Geçtiğimiz günlerde Amerikalı şarkıcı Whitney Houston’u kaybettik. Daha öncede son yıllarda nadir raslanan bir sesi İngiliz şarkıcı Amy Winehouse’u yitirdik. Maalesef her ikisininde kaybı çok hüzünlü oldu. Uyuşturucu bağımlılığından kurtulamayan bu iki sanatçı genç denilebilecek yaşta aramızda ayrıldılar. Hele Amy çok çok erken ayrıldı. Daha yaşamının baharında idi o zencilere benzeyen heybetli sesin sahibesi.
Whitney Houston kalblerimizde “Bodyguard” filmindeki performansı, sesi ve düzgün fiziğiyle taht kurdu. Filmde söylediği şarkı”I will always love you” aylarca dillerimizden düşmedi. İşte o filmindeki muazzam çıkışından sonra uyuşturucu ve alkol batağına sağlanan Whitney’in yavaş yavaş düşüşü başladı. Boby Brown ile 15 yıl süren evliliğinde giderek bu uyuşturucu batağına saplandı ve de kendini kurtaramadı. Bu bakımdan müzik dünyası sorumlu tutuğu Boby Brown’ı hiç affetmedi.

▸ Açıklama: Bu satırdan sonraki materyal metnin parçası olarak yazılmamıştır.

Issue #11490, opened 2025-06-04
Make `AstKind` consistent


overlookmotel:
To support printing comments in formatter and codegen, we are discussing adding a `CommentNodeId` field to every AST type (#11213).

However, what we *really* want is standard `NodeId` on every AST node.

### Why?

At present, when you have an `AstNode`, via `AstKind` you can get the actual AST type (e.g. `BinaryExpression`). However you can't go in the opposite direction e.g. start with a `BinaryExpression`, obtain its `NodeId`, and use `Semantic` to e.g. get its parent node.

If we store `NodeId` in all AST structs, we'll be able to go in both directions, which allows moving around and querying the AST much more easily.

* https://github.com/oxc-project/oxc/discussions/5689
* https://github.com/oxc-project/oxc/issues/11048

### What does `AstKind` have to do with this?

The main blocker to achieving this is that `AstKind` is rather inconsistent:

* Most AST types which are structs have a corresponding `AstKind`, but some don't.
* Most AST types which are enums do *not* have a corresponding `AstKind`, but a few do!

Only types which have an `AstKind` get a `NodeId`. So, to align `NodeId` in `Semantic` with `NodeId`s stored in AST structs, we need to standardize what types have `AstKind`s.

### What we need to do

We need to:

* Add `AstKind`s for all AST structs (e.g. `StaticMemberExpression`).
* Remove `AstKind`s for all AST enums (e.g. `MemberExpression`).

### How to do it

`oxc_ast_tools` contains 2 lists of the exceptions to the above rules:

https://github.com/oxc-project/oxc/blob/7e884511bda981f85ff3472f748134ab60c3aec8/tasks/ast_tools/src/generators/ast_kind.rs#L28-L83

We need to reduce both these lists to zero.

We can approach this goal in small steps.

e.g. for `MemberExpression`:

* Add `AstKind`s for `ComputedMemberExpression`, `StaticMemberExpression` and `PrivateFieldExpression` (by removing them from `STRUCTS_BLACK_LIST`).
* Remove `AstKind` for `MemberExpression` (by removing it from `ENUMS_WHITE_LIST`).
* Run `cargo run -p oxc_ast_tools` to regenerate the definition of `AstKind` and `Visit` etc.
* Update all code which used the old `AstKind::MemberExpression` to use the new `AstKind::StaticMemberExpression` etc instead.

The changes will be mostly in the linter, which is the heaviest user of `AstKind`.

e.g. in `eslint/no-caller` rule:

[...]

PR #11535, opened 2025-06-06
refactor(ast): get jsx types out of AstKind exceptions

ulrichstark:
This is my (not so confident) attempt to do #11490 for all jsx types.

1. removed all jsx types from STRUCTS_BLACK_LIST and ENUMS_WHITE_LIST
2. regenerated ast code
3. added missing arms to AstKind::debug_name
4. removed now broken is_jsx function, because it was unused
5. fixed all compile errors
6. fixed all test errors
7. regenerated snapshots (different node ids and decreased prettier conformance)

All tests are green 🥳🎉


ulrichstark:
Less code and even some nice performance improvements 😎
image

overlookmotel:
> ⚡	`linter[RadixUIAdoptionSection.jsx]`	2.8 ms	2.6 ms	+7.92%
> ⚡	`semantic[RadixUIAdoptionSection.jsx]`	72.4 µs	69.8 µs	+3.64%

Banger!

Thanks so much for getting on this. It's a large PR, so will take me a while to get through reviewing it. But, on the face of it, looks great.

crates/oxc_linter/src/rules/eslint/no_multi_str.rs
```diff
@@ -55,11 +55,8 @@ impl Rule for NoMultiStr {
     }
 }
 
-fn is_within_jsx_attribute_item(id: NodeId, ctx: &LintContext) -> bool {
-    if matches!(ctx.nodes().parent_kind(id), Some(AstKind::JSXAttributeItem(_))) {
-        return true;
-    }
-    false
+fn is_within_jsx_attribute(id: NodeId, ctx: &LintContext) -> bool {
+    matches!(ctx.nodes().parent_kind(id), Some(AstKind::JSXAttribute(_)))
```
overlookmotel, line 59: This changes behavior slightly. Previously it would have matched `JSXSpreadAttribute` too. But I'm not sure if that's a problem.

crates/oxc_linter/src/rules/eslint/no_useless_escape.rs
```diff
@@ -152,11 +152,8 @@ impl Rule for NoUselessEscape {
     }
 }
 
-fn is_within_jsx_attribute_item(id: NodeId, ctx: &LintContext) -> bool {
-    if matches!(ctx.nodes().parent_kind(id), Some(AstKind::JSXAttributeItem(_))) {
-        return true;
-    }
-    false
+fn is_within_jsx_attribute(id: NodeId, ctx: &LintContext) -> bool {
+    matches!(ctx.nodes().parent_kind(id), Some(AstKind::JSXAttribute(_)))
```
overlookmotel, line 156: Same as previous comment.

crates/oxc_linter/src/rules/nextjs/no_duplicate_head.rs
```diff
@@ -106,7 +106,7 @@ impl Rule for NoDuplicateHead {
             }
 
             if !matches!(
-                nodes.ancestor_ids(reference.node_id()).nth(2).map(|node_id| nodes.kind(node_id)),
+                nodes.ancestor_ids(reference.node_id()).nth(1).map(|node_id| nodes.kind(node_id)),
```
overlookmotel: I'm not 100% sure, but can this be shortened by using `.parent_kind()`?

overlookmotel:
Actually, it wasn't so long. I've reviewed. From what I can see, looks good. But I'm not the best person to review the linter changes as I'm not so familiar with the linter.

1. @camc314 Could you possibly take a look at the linter changes (and not just the ones I've commented on)? As we're planning to drop Oxlint 1.0 next week, and make a big song and dance about it, it would be a really unfortunate moment to break things!

2. The reduced conformance pass rate in formatter suggests something may be wrong there. I know literally *nothing* about the formatter. @Dunqing Can you advise what we should do about that?

Note: The perf boost in Semantic I'm guessing is due to producing less `AstNode`s (the snapshot changes with lower `NodeId`s suggests that). I guess the boost in linter is just due to simpler code (less branches and lookups), but I'm amazed it has such a large effect. Bravo!

@ulrichstark Just to flag please don't get your hopes up that every further step we take on adding/removing `AstKind`s will get a similar perf boost. In some cases it'll probably result in more `AstNode`s, in others less. So perf may go up or down. But this is certainly a very pleasant first step down the road!

overlookmotel:
Not sure what's going on with the "Check links" CI fail. I've re-run it twice and it keeps failing on https://babeljs.io/docs/babel-plugin-transform-typescript, which seems to be a valid link.

crates/oxc_linter/src/rules/eslint/no_multi_str.rs
camc314: :+1: we should restore the previous behaviour I think.

and possibly add a test for this case?

tasks/prettier_conformance/snapshots/prettier.ts.snap.md
```diff
@@ -9,7 +9,7 @@ ts compatibility: 186/573 (32.46%)
 | jsx/comments/eslint-disable.js | 💥 | 0.00% |
 | jsx/comments/in-attributes.js | 💥 | 41.67% |
 | jsx/comments/in-end-tag.js | 💥 | 32.18% |
-| jsx/comments/in-tags.js | 💥 | 53.33% |
+| jsx/comments/in-tags.js | 💥 | 48.89% |
```
camc314, line 12: these prettier changes are possible worth investigating, but we could just do it in a follow up pr

camc314 (commented):
linter changes look good excluding those two @overlookmotel caught

Dunqing:
There's no need to worry about the Formatter; I've created #11511 to revamp the Formatter core. I will revisit all `AstKind` use cases in Formatter after that work is done.

Boshen:
@camc314 merge after oxlint 1.0

crates/oxc_linter/src/rules/eslint/no_multi_str.rs
overlookmotel: Reason I wasn't sure if the change matters is that I'm not sure if a `StringLiteral` inside a `JSXSpreadAttribute` is relevant to the rule.

```jsx
<Foo {..."bar"} />
```

That is transformed to:

```js
import _objectSpread from "@oxc-project/runtime/helpers/objectSpread2";
import { jsx as _jsx } from "react/jsx-runtime";
/* @__PURE__ */ _jsx(Foo, _objectSpread({}, "bar"));
```

And `_objectSpread({}, "bar")` evaluates to `{ '0': 'b', '1': 'a', '2': 'r' }`!

So in this bizarre case, should the rule produce an error or not? I suspect probably it should, in which case the change in this PR is correct. But I doubt this code would ever appear anywhere anyway, so it's rather academic.

camc314: ah so this is confusing:
`AstKind::JSXAttributeItem` points to `JSXAttributeItem`

https://github.com/oxc-project/oxc/blob/12690a10bfb080ae64a2782ac43dbb65ff4cc0f3/crates/oxc_ast/src/ast/jsx.rs#L308-L313

but we've already got `AstKind::JSXSpreadAttribute`

https://github.com/oxc-project/oxc/blob/62c3a4a5764ddf8a55bc337a7ef49aaedc8e7dfc/crates/oxc_ast/src/generated/ast_kind.rs#L304

so tldr is that this change keeps the same behaviour... but looks like there are some bugs in the impl of this rule (e.g. it doesn't handle parenthesised expressions correctly)

for reference, this is how eslint checks:

https://github.com/eslint/eslint/blob/46eea6d1cbed41d020cb76841ebba30710b0afd0/lib/rules/no-multi-str.js#L45-L47

This change is ok, we can fix the bugs in the rule in a different PR

ulrichstark:
Just did a commit to shorten the call to get the parent node kind. The other feedback around the two instances of is_within_jsx_attribute seems to be resolved? Is more work required from my side or are we good and wait for the oxlint 1.0 release?

crates/oxc_linter/src/rules/eslint/no_useless_escape.rs
camc314: good catch. i've checked and this change is ok

camc314:
> Is more work required from my side or are we good and wait for the oxlint 1.0 release?

nope, i don't think so. I've checked both changes and they look fine. thanks for your work on this!

crates/oxc_linter/src/rules/eslint/no_multi_str.rs
overlookmotel: Ah so I was wrong in the first place. I hadn't clocked that there was already `AstKind::JSXSpreadAttribute`, so if parent was previously `AstKind::JSXAttributeItem`, now it can only be `AstKind::JSXAttribute`. So this change does not alter behavior after all!

This is one reason why I think making what types do and don't have `AstKind`s consistent - it's confusing as hell!

@ulrichstark Just for future reference, it might have been preferable to tackle each individual type in a separate PR, as it would have made it easier to reason about. If you intend to continue and tackle some more, we can look at adding you to Graphite so you can use "stacked PRs". Graphite makes it much easier to break up changes into multiple PRs without getting merge conflicts.

crates/oxc_semantic/src/checker/typescript.rs
```diff
@@ -556,7 +556,10 @@ pub fn check_jsx_expression_container(
     ctx: &SemanticBuilder<'_>,
 ) {
     if matches!(container.expression, JSXExpression::EmptyExpression(_))
-        && matches!(ctx.nodes.parent_kind(ctx.current_node_id), Some(AstKind::JSXAttributeItem(_)))
+        && matches!(
+            ctx.nodes.parent_kind(ctx.current_node_id),
+            Some(AstKind::JSXAttribute(_) | AstKind::JSXSpreadAttribute(_))
+        )
```
overlookmotel: Given the conversation above, shouldn't this change just be:

```diff
- && matches!(ctx.nodes.parent_kind(ctx.current_node_id), Some(AstKind::JSXAttributeItem(_)))
+ && matches!(ctx.nodes.parent_kind(ctx.current_node_id), Some(AstKind::JSXAttribute(_)))
```

?

ulrichstark: You are correct. I can't think of any case in which JSXExpressionContainer is inside a JSXSpreadAttribute. So only checking for JSXAttribute makes more sense.

overlookmotel:
Nice work @ulrichstark!

PR #11617, opened 2025-06-11
refactor(ast): don't generate AstKind for ForStatementInit

ulrichstark:
Part of #11490

- two lint rules needed change
- formatter needed change (conformance went slightly up)


Dunqing (approved):
Looks good. Thanks!

PR #11651, opened 2025-06-12
fix(linter): add missing menuitemradio and menutitemcheckbox roles

dflynn15:
# Why?

In testing `oxlint` in a few repositories, I noticed that this rule was missing two roles to check for in the required section. This has been working in the ESLint version due to its use of `aria-query` to help ensure all roles and required aria props were met.

## Short-term

This patches the missing instances and ensures the rule is working correctly.

## Long-term

I'm putting a PoC together to refactor `globals.rs` and the `jsx_a11y` rules to be fully compliant with WAI-ARIA 1.2 and present a possible _tiny_ speed boost that will help me also write the remaining rules I depend on preventing me from adopting `oxlint` at this time.


camc314 (approved):
thank you!

Issue #11668, opened 2025-06-13
linter: `typescript/prefer-function-type` not match some case


CoffeeChaton:
### What version of Oxlint are you using?

 1.1.0

### What command did you run?

`oxlint`

### What does your `.oxlintrc.json` config file look like?

```jsonc
{
    "$schema": "./node_modules/oxlint/configuration_schema.json",
    "ignorePatterns": [
        "node_modules"
    ],
    "rules": {
        // https://oxc.rs/docs/guide/usage/linter/rules/typescript/prefer-function-type.html#typescript-prefer-function-type
        "typescript/prefer-function-type": "error"
    }
}

```

### What happened?

```ts
export class CC {
    public foo() {
        //
    }
}

export function FN<T extends CC>(resultClass: { new(): T }): T {
    //                                        ^^^^^^^^^^^^
    //   8:49  error  Type literal only has a call signature, you should use a function type instead  @typescript-eslint/prefer-function-type

    // eslint is match   // https://typescript-eslint.io/rules/prefer-function-type/
    // oxlint not match // https://oxc.rs/docs/guide/usage/linter/rules/typescript/prefer-function-type.html#typescript-prefer-function-type
    return new resultClass();
}

```

`typescript-eslint` can find it, and auto-fix
`oxlint` not find it , and `eslint-plugin-oxlint` disabled `typescript-eslint` diagnostics.

https://github.com/CoffeeChaton/oxlint--typescript--prefer-function-type

PR #11672, opened 2025-06-13
refactor(linter): prefer-function-type cleanup

braddunbar:
I started looking into #11668 and as a way of getting familiar with things, I refactored a little bit to better understand what's happening in this file. Mostly, I'm reducing nesting with let-else and early returns. Commit by commit it's super straightforward.

This is my first contribution here, so please let me know what I've missed and how I can fix it! 🙏


camc314 (approved):
this is great, thanks for using and contributing

PR #11681, opened 2025-06-13
fix(linter/consistent-function-scoping): allow functions in TS modules/namespaces

DonIsaac:
## What This PR Does
Fixes a false positive in `unicorn/consistent-function-scoping` on non-exported functions in TypeScript `module` and `namespace` nodes.

TypeScript modules and namespaces are valid ways to encapsulate code.
```ts
export namespace Foo {
  // public-facing API
  export function doThing() {
     let x = privateUtility();
     return x + 2;
  }

  // private function only available to functions within this namespace.
  // this used to be reported.
  function privateUtility() {
     return 1;
  }
}
```


camc314 (approved):
thank you!

PR #11710, opened 2025-06-14
feat(playground): Allow specifying a JSON string as the linter config

nrayburn-tech:
When creating bug reports it would be helpful to have a link to a reproduction that just worked in the browser. By adding the ability to config Oxlint here, simple reproductions can be done within the Playground and URLs shared from it.

This would be a lot better if the `config` was a JSON object instead of a string, but I don't know how to do that only on the Rust side.

An option would be to keep the Rust side a string, but on the browser side allow it to be an object. Whenever the object changes, we serialize that to a string before sending it to the Rust side. If there's interest in this, then I think I can make this change in the playground repo.

Example config and screenshots below.

```json
"linter": {},
```
image

```json
"linter": {
  "config": "{\"plugins\":[\"typescript\"],\"categories\":{\"correctness\":\"error\"},\"rules\":{\"no-debugger\":\"warn\"}}"
},
```
image

### DIFF
--- a/crates/oxc_linter/src/config/oxlintrc.rs
+++ b/crates/oxc_linter/src/config/oxlintrc.rs
@@ -149,6 +149,17 @@ impl Oxlintrc {
         Ok(config)
     }
 
+    pub fn from_string(json_string: &str) -> Result<Self, OxcDiagnostic> {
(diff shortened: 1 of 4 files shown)


camc314 (approved):
thank yoi!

Amy Winehouse gerçekten son yıllarda az bulunan bir sesti. Nitekim kısa sürede Emmy ödüllerini topladı. Çıkışı muazzamdı. Ama genç yaşta uyuşturucu batağına saplanmıştı. Bazı ülkeler Amy’e bağımlılığı yüzünden başta ABD ülkeye giriş izni vermeyerek bence terbiyesizlik ettiler.. Koskoca Amy gözümüzün önünde eridi gitti. Para pul hiçbirşey fayda etmedi. Kaderlerini çeviremediler. Amy’nin vedasıda tıpkı Whitney gibi çok hüzünlü oldu.
Benim dağarcığımda kalmış hüzünlü bir veda da Blues Kraliçesi Bessie Smith’in 1938 yılındaki ölümüdür. 1922-1938 yılları arasında cazın ve özellikle Blues’un kraliçesi olarak ünlenen Bessie, şöhretinin tükenmekte olduğu 1938 yılında ABD turuna çıkar. Şehirden şehire turne yapar. Yanında uzatmalı sevgilisi vardır. Bir gece şehirlerarası yolda ciddi bir trafik kazası yaparlar. Bessie ağır yaralıdır. Sevgilisi onu binbir güçlükle en yakın hastaneye yetiştirir. Ancak siyah olduğu için o hastahaneye alınmaz ve Bessie kan kaybından ölür. İki gün sonra Philadelphia’da yapılan cenaze törenine onbinlerce insan katılır. Bu da bugün siyah başkanla yönetilen amerikanın bir cilvesi işte.